> _Task details_: The expected output is each line in the data below that includes the string "values".

> _Supplied information_:

PR #808, opened 2024-10-14
[Tidy] Complete dumbbell chart example

huong-li-nguyen:
## Description
- Follow-up PR to finish off dumbbell chart

## Notice


vizro-core/examples/visual-vocabulary/custom_charts.py
```diff
@@ -193,3 +193,26 @@ def radar(data_frame, **kwargs) -> go.Figure:
     fig = px.line_polar(data_frame, **kwargs)
     fig.update_traces(fill="toself")
     return fig
+
+
+@capture("graph")
+def dumbbell(data_frame, x, y, color):
+    # Add two dots to plot
```
huong-li-nguyen, line 200: TODO: Docstrings to be added

vizro-core/examples/visual-vocabulary/custom_charts.py
```diff
@@ -193,3 +193,44 @@ def radar(data_frame, **kwargs) -> go.Figure:
...
+        measure (List[str]): List specifying the type of each bar, can be "relative", "total", or "absolute".
+
+    Returns:
+        go.Figure: A Plotly Figure object representing the Waterfall chart.
+
+    For additional parameters and customization options, see the Plotly documentation:
+    https://plotly.com/python/reference/waterfall/
+
+    """
+    # Add two dots to plot
```
huong-li-nguyen, line 218: Currently just a placeholder, i'll update that in a sec

huong-li-nguyen:
@antonymilne - you mentioned you had some comments - feel free to take a look already :) I still need to update the docstrings but you can already take a look

vizro-core/examples/visual-vocabulary/custom_charts.py
```diff
@@ -193,3 +193,43 @@ def radar(data_frame, **kwargs) -> go.Figure:
...
+        df_sub = data_frame[data_frame[y] == i]
+        fig.add_shape(
+            type="line",
+            layer="below",
+            y0=df_sub[y].values[0],
+            x0=df_sub[x].values[0],
+            y1=df_sub[y].values[1],
+            x1=df_sub[x].values[1],
+            line_color="grey",
+        )
```
antonymilne, line 231: You should never really need to follow a "loop through masked sub-dataframes" pattern in pandas. Using `groupby` works more nicely:

```suggestion
    for y_value, group in data_frame.groupby(y):
        fig.add_shape(
            type="line",
            layer="below",
            y0=y_value,
            y1=y_value,
            x0=group[x].min(),
            x1=group[x].max(),
            line_color="grey",
        )
```

vizro-core/examples/visual-vocabulary/pages/distribution.py
```diff
@@ -79,58 +80,63 @@
 
 butterfly = butterfly_factory("distribution")
```
antonymilne, line 82: This is a very confusing diff (not your fault). Is it just switching the order of `dumbell` and `histogram`?

petar-qb (approved):
LGTM 😃

vizro-core/examples/visual-vocabulary/pages/distribution.py
```diff
@@ -79,58 +80,63 @@
...
+            than bar charts, making it easier to compare groups. Common uses include comparing groups, such as showing
+            differences in performance metrics across various categories. Colors can be used to emphasize the direction
+            of changes or to distinguish between categories.
         """
         ),
-        vm.Graph(figure=px.histogram(tips, x="total_bill")),
-        make_code_clipboard_from_py_file("histogram.py"),
+        vm.Graph(
+            figure=dumbbell(
+                tips.groupby(["day", "sex"]).agg({"tip": "sum"}).reset_index(), y="day", x="tip", color="sex"
```
antonymilne, line 134: I think we should keep data-munging to a bare minimum in this dashboard. Currently we don't do any groupby aggregations elsewhere, so ideally we'd have an example here that doesn't need it too.

e.g. maybe this? I didn't try it out so not sure how it looks. The query is made much more complex which I don't like, but overall I think it's better since then a reader doesn't think they need to do groupby in order to use this plot. What matters is they have a dataframe of the expected schema to use the plot. (Possibly we should add more advanced examples in future to explain the sort of data wrangling with groupby that might be needed to achieve that required schema but I would't do that now)
```
gapminder().query("year.isin([1952, 2007]) and continent == 'Americas'"), y="country", x="lifeExp", color="year"
```

vizro-core/examples/visual-vocabulary/custom_charts.py
```diff
@@ -193,3 +193,43 @@ def radar(data_frame, **kwargs) -> go.Figure:
...
+
+    # Increase size of dots
+    fig.update_traces(marker_size=12)
```
antonymilne, line 234: The line currently feels a bit thin to me but not a strong feeling. I guess lollipop and this plot should have the same line thickness, whatever that is.

antonymilne (approved):
Thank you for pushing this to completion! Just a few comments but do merge when you're happy with it 👍

vizro-core/examples/visual-vocabulary/pages/distribution.py
huong-li-nguyen: Hmm.. your example would fit better in the `time` category then 🤔 which I agree, the dumbbell can also be used for that, but I think for the distribution example a categorical column would be better suited (similar to how we do it for the bar charts)

huong-li-nguyen: I can also just start a new data set from scratch 😄

vizro-core/examples/visual-vocabulary/custom_charts.py
huong-li-nguyen: I made it thicker 👍 The Lollipop is not merged, but i took the same numbers now

vizro-core/examples/visual-vocabulary/pages/distribution.py
huong-li-nguyen: Not sure to be honest 😄 The only thing I changed was to add the dumbbell to the bottom of the page, as I always add new charts to the bottom.

vizro-core/examples/visual-vocabulary/custom_charts.py
huong-li-nguyen: Perfect, thanks!

vizro-core/examples/visual-vocabulary/pages/distribution.py
huong-li-nguyen: I've replaced the data set with a dataset I created from scratch. I still need to think whether we actually want to use the dumbbell for the `time` dimension as well, in which case your example is perfect. However, I think there are reasons why the dumbbell is not a suggested chart in the FT visual vocabulary for the time dimension, but instead they use the slope chart: https://github.com/Financial-Times/chart-doctor/blob/main/visual-vocabulary/poster.png

But let me think about it, and we might add a version for the time dimension as well. For now I would merge without 👍

PR #629, opened 2024-08-13
[Docs] READY: First set of changes for demo->gallery transition

stichbury:
## Description
**[Built docs are here](https://vizro--629.org.readthedocs.build/en/629/)**

Some changes to copy where we currently mention "Demo" or point to vizro.mckinsey.com because the target is changing from a single gapminder example demo to a gallery of linked examples.

Max made a good suggestion:

> So concretely one the [examples page](https://vizro--629.org.readthedocs.build/en/629/pages/examples/examples/): could we not make the examples 	tab itself link to [vizro.mckinsey.com](http://vizro.mckinsey.com/) ? 

> What we would lose is the links to these examples: https://vizro--569.org.readthedocs.build/en/569/pages/examples/your-examples/ Any idea how we would bring those in? Maybe we can also add them to [vizro.mckinsey.com](http://vizro.mckinsey.com/)?

I like this idea as I think @antonymilne has also mentioned that the user examples get a bit lost in that second page within the examples section of the docs. We actually could still have the page in the docs to list the examples (move it into explanation perhaps, since longer term it should move away into an "awesome" list on GitHub like the one Kedro has).

Reviewer question: Shall I do this (here of in a separate PR)? 

1. Swap the example tab from linking to docs to linking straight to the gallery at vizro.mckinsey.com
2. Move any text we want to keep on the [examples page](https://vizro--629.org.readthedocs.build/en/629/pages/examples/examples/) and related [user examples](https://vizro--629.org.readthedocs.build/en/629/pages/examples/your-examples/) elsewhere in docs -- explanation section perhaps
3. Later still, move user examples off to an awesome list as originally planned (will find the issue)
4. 👯 👯 👯 

## Notice

- [x] I acknowledge and agree that, by checking this box and clicking "Submit Pull Request":

  - I submit this contribution under the [Apache 2.0 license](https://www.apache.org/licenses/LICENSE-2.0.txt) and represent that I am entitled to do so on behalf of myself, my employer, or relevant third parties, as applicable.
  - I certify that (a) this contribution is my original creation and / or (b) to the extent it is not my original creation, I am authorized to submit this contribution on behalf of the original creator(s) or their licensees.
  - I certify that the use of this contribution as authorized by the Apache 2.0 license does not violate the intellectual property rights of anyone else.
  - I have not referenced individuals, products or companies in any commits, directly or indirectly.
  - I have not added data or restricted code in any commits, directly or indirectly.

PR #814, opened 2024-10-17
[Docs] Remove examples section and point through to gallery

stichbury:
## Description

**[Build version of PR is here](https://vizro--814.org.readthedocs.build/en/814/)**

Discussed here: https://github.com/mckinsey/vizro/pull/629
(Internal ticket #1205

* Moved relevant useful text from the examples page to the FAQ section.
* Updated the front page to point through to the gallery, and updated the information architecture. (It would be good if the menu opened the gallery in a separate tab/window if possible -- I'm not sure how to do this with mkdocs)
* Moved `your-examples.md` to the explanation section
* Added @huong-li-nguyen's Charming Data video to the "Your examples" page

## Notice


huong-li-nguyen (approved):
LGTM 👍

stichbury:
@antonymilne so this is an example of where it's flagging that I need a changelog despite only modifying docs.

huong-li-nguyen:
> @antonymilne so this is an example of where it's flagging that I need a changelog despite only modifying docs.

I think it's because you change the `mkdocs.yml`, which is outside the `docs` folder. Every change inside the `docs` folder doesn't require a changelog file, but I agree with you - we should also ignore the `mkdocs.yml` if possible 🤔

vizro-core/docs/pages/explanation/faq.md
```diff
@@ -34,7 +34,17 @@ We do not consider frontend changes (such as changing the appearance of a compon
...
+
+Within Vizro's GitHub repository, the [`examples/dev` folder](https://github.com/mckinsey/vizro/tree/main/vizro-core/examples/dev) of `vizro-core` contains example code using the pydantic model. If you have any problems running the example code, please [raise an issue](https://github.com/mckinsey/vizro/issues) on the Vizro repository.
+
+!!! note
+
+    The pydantic model should be your preferred method of dashboard configuration, but you can also [define a dashboard with YAML, JSON, or as a Python dictionary](../user-guides/dashboard.md). To guide you, the `examples/dev` folder also contains an alternative `yaml_version` of the gapminder example, which offers the same example as the pydantic model but via YAML configuration.
+
+### Examples from Vizro users
+
+We maintain a separate, curated page of [videos, blog posts, and examples of Vizro usage from our community](your-examples.md).
```
antonymilne, line 47:
```suggestion
We also maintain a separate, curated page of [videos, blog posts, and examples of Vizro usage from our community](your-examples.md).
```

antonymilne: Now that we have HuggingFace up and running, these dev examples are really intended only for developers, and they're explained in the contributing guide.

Things which I think might still be worth highlighting here or elsewhere in the documentation, in this PR or ini another one. wdyt @maxschulz-COL?
1. The HuggingFace gallery allows you to look at code as well as the dashboards
2. Swap our HF features dashboard into the YAML version of it and link to that as a complete example of a YAML dashboard in https://vizro.readthedocs.io/en/latest/pages/user-guides/dashboard/
3. Link in https://vizro.readthedocs.io/en/latest/pages/user-guides/run/#jupyter to the Jupyter notebook `dev/example` because I think that's the only Juypyter notebook example we have? Or maybe just delete that example entirely since we never use it and it doesn't add anything to the docs really, since we already have a copy and pastable example there of a simple dashboard

antonymilne (commented):
Thank you for doing this! Looks good, but I have a few comments and questions that I'd like @maxschulz-COL to consider before we merge.

For the link opening in a new window vs. current one: I think this is fine how it is, since generally speaking we should prefer to open in the same tab. On the homepage we could replace the markdown link with an HTML one that includes "opens in new page" icon, but I don't think this would look good on the top bar of the navigation. So tbh I'd just leave it how you have it.

As for the changelog being needed: as you and Li said, this is because you modified mkdocs.yml that lives outside the docs. We could put this in so it's treated as part of the docs, but now that I think about it again I actually think we should change the logic so that a changelog is required for only changes to `src`. So docs and everything else outside `src` would all be excluded rather than `mkdocs.yml` being a special exclusion. wdyt @maxschulz-COL>? My reasoning is:
1. changelogs are really only required when there's a change to the package that affects users, which necessarily means changing code in `src`
2. in case there's some edge cases (e.g. dropping a Python version), you can just manually add a changelog

Overall I think this will be a slightly smoother process since a changelog would only be demanded when it might be needed.

maxschulz-COL:
>  So docs and everything else outside `src` would all be excluded rather than `mkdocs.yml` being a special exclusion. wdyt @maxschulz-COL>?

I think that is fine, let's go for that

vizro-core/docs/pages/explanation/your-examples.md
```diff
@@ -18,6 +18,7 @@ If you have something you'd like us to include on the list, or spot something th
     * [Build Python Data Apps with Vizro Dash](https://www.youtube.com/watch?v=wmQ6_GZ0zSk).
     * [Introduction to Vizro Actions - Plotly Dash](https://www.youtube.com/watch?v=bom-9275Cic&t=8s).
     * [Use Dash AG Grid within a Vizro app](https://www.youtube.com/watch?v=YvtVcXwQw0E).
+    * [Visual Vocabulary Dashboard with Vizro Plotly](https://www.youtube.com/watch?v=OZNAokBKT-M).
```
maxschulz-COL, line 21:
```suggestion
    * [Visual Vocabulary Dashboard showcasing charting options in Vizro and Plotly](https://www.youtube.com/watch?v=OZNAokBKT-M).
```

maxschulz-COL (approved):
Lgtm! I like it more now, highlights our examples page more, and hyou can still get to user examples quickly

vizro-core/docs/pages/explanation/faq.md
maxschulz-COL: 1. Agree, where do we want to mention?
2. Sure can do, I'll create a ticket: https://github.com/orgs/McK-Internal/projects/15/views/9
3. I think we need that section, because it allows us to explain the problems with the managers! But we can delete the source code. @stichbury wanna do that quickly?

Wdyt guys?

antonymilne: 1. I'd probably mention it here, something like this:
```
For a gallery of examples of Vizro in action, take a look at [vizro.mckinsey.com](https://vizro.mckinsey.com). For dashboards in our the [HuggingFace gallery](https://huggingface.co/vizro), you can see the app code by clicking the "Files" tab in the top banner.

We also maintain a separate, curated page of [videos, blog posts, and examples of Vizro usage from our community](your-examples.md).
```

2. Thanks!
3. Agree we want the section _and_ we actually also want the source code because it shows the `jupyter_mode` argument and makes it easy for a user to copy and paste into a Jupyter notebook. Sorry I wasn't clear before. The thing I think we should consider deleting is the `example/dev/app.ipynb` example itself, not the docs.

maxschulz-COL: Yes let's delete the code in `example/dev/app.ipynb` but not the docs example.

antonymilne (approved):

vizro-core/docs/pages/explanation/faq.md
stichbury: Thanks both, I'll put that in now.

> _Answer to this task_:
+            y0=df_sub[y].values[0],
+            x0=df_sub[x].values[0],
+            y1=df_sub[y].values[1],
+            x1=df_sub[x].values[1],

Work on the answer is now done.